Nothing in the data below may be left out; return all of it exactly.

━━ Supplied records

PR #562, opened 2022-03-02
fix invalid PaintScale range causing chart freeze

SteffenHeu:
it appears Double.MIN_VALUE caused an infinite loop. Increased to 0.1 now and added an assertion to check. If the assertion is triggered anyway, it should preventthe gui from crashing.

### DIFF
--- a/src/main/java/io/github/mzmine/gui/chartbasics/chartutils/paintscales/PaintScale.java
+++ b/src/main/java/io/github/mzmine/gui/chartbasics/chartutils/paintscales/PaintScale.java
@@ -91,11 +91,9 @@ public class PaintScale extends LookupPaintScale {
 
   private static double getValidUpperBound(double lower, double upper) {
     final double diff = upper - lower;
-    if (Double.compare(diff, 0d) != 0) {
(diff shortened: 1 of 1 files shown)


src/main/java/io/github/mzmine/gui/chartbasics/chartutils/paintscales/PaintScale.java
```diff
@@ -86,4 +88,14 @@ public Paint getPaint(double value) {
 
     return super.getPaint(value);
   }
+
+  private static double getValidUpperBound(double lower, double upper) {
+    final double diff = upper - lower;
+    if (Double.compare(diff, 0d) != 0) {
```
robinschmid, line 94: Too complex for this simple thing and does not cover all cases.
You should only return upper if upper > lower
on Double.compare(lower, upper)>=0 -> return lower+0.1

SteffenHeu: This is ensured by the guava range, but ok ill change it.

PR #564, opened 2022-03-04
Tdf pseudo-profile import, allow re-merging of frame spectra

SteffenHeu:
- enabled pseudo-profile import for tdf raw data via command line "-tdfpseudoprofile" (no argument)
  - currently no reason to use this over the centroid import other than testing purposes -> disabled by default and not exposed to the users
- allow merging of mobility scans to frames even if frame data already exists

### DIFF
--- a/src/main/java/io/github/mzmine/modules/io/import_rawdata_bruker_tdf/TDFImportTask.java
+++ b/src/main/java/io/github/mzmine/modules/io/import_rawdata_bruker_tdf/TDFImportTask.java
@@ -290,7 +290,7 @@ public class TDFImportTask extends AbstractTask {
         setFinishedPercentage(0.1 * (loadedFrames) / numFrames);
         setDescription(
             "Importing " + rawDataFileName + ": Averaging Frame " + frameId + "/" + numFrames);
-        SimpleFrame frame = // profile frame import disabled
+        SimpleFrame frame =
             !importProfile ? tdfUtils.extractCentroidScanForTimsFrame(newMZmineFile,
                 frameId, metaDataTable, frameTable, framePrecursorTable, maldiFrameInfoTable,
                 ms1Detector, ms1DetectorParam, ms2Detector, ms2DetectorParam)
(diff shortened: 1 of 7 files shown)


src/main/java/io/github/mzmine/modules/io/import_rawdata_bruker_tdf/TDFImportTask.java
```diff
@@ -277,15 +281,22 @@ public void run() {
...
-        SimpleFrame frame = tdfUtils.extractCentroidScanForTimsFrame(newMZmineFile, frameId,
-            metaDataTable, frameTable, framePrecursorTable, maldiFrameInfoTable, ms1Detector,
-            ms1DetectorParam, ms2Detector, ms2DetectorParam);
+        SimpleFrame frame =
+            !importProfile ? tdfUtils.extractCentroidScanForTimsFrame(newMZmineFile,
+                frameId, metaDataTable, frameTable, framePrecursorTable, maldiFrameInfoTable,
+                ms1Detector, ms1DetectorParam, ms2Detector, ms2DetectorParam)
+                : tdfUtils.extractProfileScanForFrame(newMZmineFile, frameId, metaDataTable,
+                    frameTable, framePrecursorTable, maldiFrameInfoTable, ms1Detector,
+                    ms1DetectorParam, ms2Detector, ms2DetectorParam);
```
robinschmid, line 299: For those complex multiline arguments its sometimes better to just do an if else with a final SimpleFrame frame;

robinschmid:
Looks good to me. My comment is more a general one you can address it or leave it as it is

src/main/java/io/github/mzmine/modules/io/import_rawdata_bruker_tdf/TDFImportTask.java
SteffenHeu: true, will change it

robinschmid:
Thanks Steffen

PR #565, opened 2022-03-04
Apply sorting by RT and reset IDs 

robinschmid:
Chromatogram builder, feature resolver, and alignment creates new lists sorting should be applied and reset IDs.
@steffenheu maybe some other modules should also do this?


SteffenHeu:
They were ordered by mz (after chroms and resolving) by default, or? I thought this was quite intuitive.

━━━━

Written answer:
PR #562, opened 2022-03-02
fix invalid PaintScale range causing chart freeze

SteffenHeu:
it appears Double.MIN_VALUE caused an infinite loop. Increased to 0.1 now and added an assertion to check. If the assertion is triggered anyway, it should preventthe gui from crashing.

### DIFF
--- a/src/main/java/io/github/mzmine/gui/chartbasics/chartutils/paintscales/PaintScale.java
+++ b/src/main/java/io/github/mzmine/gui/chartbasics/chartutils/paintscales/PaintScale.java
@@ -91,11 +91,9 @@ public class PaintScale extends LookupPaintScale {
 
   private static double getValidUpperBound(double lower, double upper) {
     final double diff = upper - lower;
-    if (Double.compare(diff, 0d) != 0) {
(diff shortened: 1 of 1 files shown)


src/main/java/io/github/mzmine/gui/chartbasics/chartutils/paintscales/PaintScale.java
```diff
@@ -86,4 +88,14 @@ public Paint getPaint(double value) {
 
     return super.getPaint(value);
   }
+
+  private static double getValidUpperBound(double lower, double upper) {
+    final double diff = upper - lower;
+    if (Double.compare(diff, 0d) != 0) {
```
robinschmid, line 94: Too complex for this simple thing and does not cover all cases.
You should only return upper if upper > lower
on Double.compare(lower, upper)>=0 -> return lower+0.1

SteffenHeu: This is ensured by the guava range, but ok ill change it.

PR #564, opened 2022-03-04
Tdf pseudo-profile import, allow re-merging of frame spectra

SteffenHeu:
- enabled pseudo-profile import for tdf raw data via command line "-tdfpseudoprofile" (no argument)
  - currently no reason to use this over the centroid import other than testing purposes -> disabled by default and not exposed to the users
- allow merging of mobility scans to frames even if frame data already exists

### DIFF
--- a/src/main/java/io/github/mzmine/modules/io/import_rawdata_bruker_tdf/TDFImportTask.java
+++ b/src/main/java/io/github/mzmine/modules/io/import_rawdata_bruker_tdf/TDFImportTask.java
@@ -290,7 +290,7 @@ public class TDFImportTask extends AbstractTask {
         setFinishedPercentage(0.1 * (loadedFrames) / numFrames);
         setDescription(
             "Importing " + rawDataFileName + ": Averaging Frame " + frameId + "/" + numFrames);
-        SimpleFrame frame = // profile frame import disabled
+        SimpleFrame frame =
             !importProfile ? tdfUtils.extractCentroidScanForTimsFrame(newMZmineFile,
                 frameId, metaDataTable, frameTable, framePrecursorTable, maldiFrameInfoTable,
                 ms1Detector, ms1DetectorParam, ms2Detector, ms2DetectorParam)
(diff shortened: 1 of 7 files shown)


src/main/java/io/github/mzmine/modules/io/import_rawdata_bruker_tdf/TDFImportTask.java
```diff
@@ -277,15 +281,22 @@ public void run() {
...
-        SimpleFrame frame = tdfUtils.extractCentroidScanForTimsFrame(newMZmineFile, frameId,
-            metaDataTable, frameTable, framePrecursorTable, maldiFrameInfoTable, ms1Detector,
-            ms1DetectorParam, ms2Detector, ms2DetectorParam);
+        SimpleFrame frame =
+            !importProfile ? tdfUtils.extractCentroidScanForTimsFrame(newMZmineFile,
+                frameId, metaDataTable, frameTable, framePrecursorTable, maldiFrameInfoTable,
+                ms1Detector, ms1DetectorParam, ms2Detector, ms2DetectorParam)
+                : tdfUtils.extractProfileScanForFrame(newMZmineFile, frameId, metaDataTable,
+                    frameTable, framePrecursorTable, maldiFrameInfoTable, ms1Detector,
+                    ms1DetectorParam, ms2Detector, ms2DetectorParam);
```
robinschmid, line 299: For those complex multiline arguments its sometimes better to just do an if else with a final SimpleFrame frame;

robinschmid:
Looks good to me. My comment is more a general one you can address it or leave it as it is

src/main/java/io/github/mzmine/modules/io/import_rawdata_bruker_tdf/TDFImportTask.java
SteffenHeu: true, will change it

robinschmid:
Thanks Steffen

PR #565, opened 2022-03-04
Apply sorting by RT and reset IDs 

robinschmid:
Chromatogram builder, feature resolver, and alignment creates new lists sorting should be applied and reset IDs.
@steffenheu maybe some other modules should also do this?


SteffenHeu:
They were ordered by mz (after chroms and resolving) by default, or? I thought this was quite intuitive.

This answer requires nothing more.